2. After a fancy dinner with a guy I was dating when he told me he wanted to go home. Alone. Because nothing gets a guy hard like a girl sobbing into her wine glass.
3. Christmas when I was four years old. I went to unwrap a really big present. Suddenly voices shouted out, “Daisy! That’s for Grandmother B.” And I burst into tears. I wasn’t crying because I was sad the gift wasn’t for me; I was crying because I was embarrassed. Because that's normal for a four year old.

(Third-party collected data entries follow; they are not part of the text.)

PR #81, opened 2020-10-28
Wording to make form confirmation ID optional for now

loneil:
# Description
For the COVID desk form (until we give the designer the ability to choose whether the confirmation message shows), make the wording to the user not seem mandatory.

## Types of changes

## Checklist

### DIFF
--- a/app/frontend/src/views/form/Success.vue
+++ b/app/frontend/src/views/form/Success.vue
@@ -8,7 +8,8 @@
             Your form has been submitted successfully
           </h1>
           <h3>
-            Please keep the following Confirmation ID for your records:
+            If you wish to keep a record of this submission, you can keep the
+            following Confirmation ID:
             <strong>{{ s.substring(0, 8).toUpperCase() }}</strong>
           </h3>
           <hr />


app/frontend/src/views/form/Success.vue
```diff
@@ -8,7 +8,8 @@
             Your form has been submitted successfully
           </h1>
           <h3>
-            Please keep the following Confirmation ID for your records:
+            If you wish to keep a record of this submission, you can keep the
+            following Confirmation ID:
```
jujaga, line 12: Could do `Your submission's Confirmation ID is:` - if we state it factually instead of as a hypothetical, it could achieve the same thing and also be a shorter message.

jujaga (approved):

bcgov-nr-csst:
SonarQube Analysis: https://sonarqube-wxpbtr-tools.pathfinder.gov.bc.ca/dashboard?id=common-hosted-form-service-pr-81

app/frontend/src/views/form/Success.vue
loneil: Need to drive home that they really don't need it for this form. Going to be changed in short order anyways when we remove it for the COVID form

PR #83, opened 2020-10-28
API for form delete (soft).

parc-jason:
# Description
Use DELETE /forms/:formId for delete, allows no confusion between update and delete.  

After discussions with the team, by default, we do not return deleted/inactive forms - treat as 404 if queried by id, do not return in lists.  The caller must be explicit in getting deleted forms.

Examples:
GET /forms:/formId?active=false is valid to retrieve an inactive form 
GET /forms:/formId/version?active=false is valid to retrieve an inactive form and current version
GET /forms?active=false is valid to return a list of invalid forms
GET /rbac/currentUser?active=false

We will leave the resurrection and management of deleted forms to CHEFS Admin users under the /admin API (TBD).

See [SHOWCASE-1724](https://apps.nrs.gov.bc.ca/int/jira/browse/SHOWCASE-1724)

## Types of changes

## Checklist

### DIFF
--- a/app/src/forms/auth/middleware/userAccess.js
+++ b/app/src/forms/auth/middleware/userAccess.js
@@ -45,10 +45,14 @@ const hasFormPermissions = (permissions) => {
       // cannot find the currentUser... guess we don't have access... FAIL!
       return next(new Problem(401, {detail: 'Form Id not found on request.'}));
     }
-    const form = req.currentUser.forms.find(f => f.formId === formId);
+    let form = req.currentUser.forms.find(f => f.formId === formId);
     if (!form) {
-      // cannot find the form... guess we don't have access... FAIL!
-      return next(new Problem(401, {detail: 'Current user has no access to form.'}));
+      // check deleted... (this allows 404 on other queries later)
+      form = req.currentUser.deletedForms.find(f => f.formId === formId);
+      if (!form) {
+        // cannot find the form... guess we don't have access... FAIL!
+        return next(new Problem(401, {detail: 'Current user has no access to form.'}));
+      }
     }
 
     if (!Array.isArray(permissions)) {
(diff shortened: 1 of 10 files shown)


bcgov-nr-csst:
SonarQube Analysis: https://sonarqube-wxpbtr-tools.pathfinder.gov.bc.ca/dashboard?id=common-hosted-form-service-pr-83

bcgov-nr-csst:
SonarQube Analysis: https://sonarqube-wxpbtr-tools.pathfinder.gov.bc.ca/dashboard?id=common-hosted-form-service-pr-83

app/src/forms/auth/middleware/userAccess.js
```diff
@@ -45,10 +45,14 @@ const hasFormPermissions = (permissions) => {
       // cannot find the currentUser... guess we don't have access... FAIL!
       return next(new Problem(401, {detail: 'Form Id not found on request.'}));
     }
-    const form = req.currentUser.forms.find(f => f.formId === formId);
+    let form = req.currentUser.forms.find(f => f.formId === formId);
     if (!form) {
-      // cannot find the form... guess we don't have access... FAIL!
-      return next(new Problem(401, {detail: 'Current user has no access to form.'}));
+      // check deleted... (this allows 404 on other queries later)
+      form = req.currentUser.deletedForms.find(f => f.formId === formId);
```
jujaga, line 51: If we're just using form once for the boolean check on line 52, it's better to keep the form variable declaration as a const on line 48, and then declare a new const in here like `deletedForms` or something. Generally better to avoid variable reassignments unless absolutely necessary.

parc-jason: The form variable is used later to determine the permissions (line 63)

loneil (approved):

4. During “Gorillas in the Mist.” It’s not that I cried; it’s that I cried so loudly and with such intensity that the usher told my mom if I didn’t stop, he’d have to ask me to leave the theater.
5. In 5th grade. At the lunch table at my brand new school in London. I asked the French teacher for more salami and she yelled at me that I hadn’t even finished the salami that was on my plate. What can I say? I guess I find being denied salami super humiliating (see #2).
6. In the wine aisle at Trader Joe’s two weeks ago when I realized someone had accidentally walked away with my full -- almost finished except the wine -- grocery cart. There's nothing quite like having a nervous breakdown next to the soup sample guy to make you realize all that childhood therapy? It didn't do a goddamn thing.
7. When my psycho drug addict felon ex-boyfriend screamed that I was a whore on the bus. Just because, ew. Crying on the bus? Gross.
8. That time at summer camp when I was 11 and I vomited off of the top bunk and it splashed all over the floor. And my bunkmate.
9. When that stranger at the comedy club called me a c-u-n-t. Fine. I may have actually been behaving like a c-u-n-t, but whatever: At least I waited until I got to the bathroom to start snotiating everywhere. It's fine to cry; just don't let them see you do it.
10. During every single episode of “Grey’s Anatomy” ever. I mean, for f*ck's sake, Daisy. Have some dignity.
Okay. I showed you mine. Now you show me yours!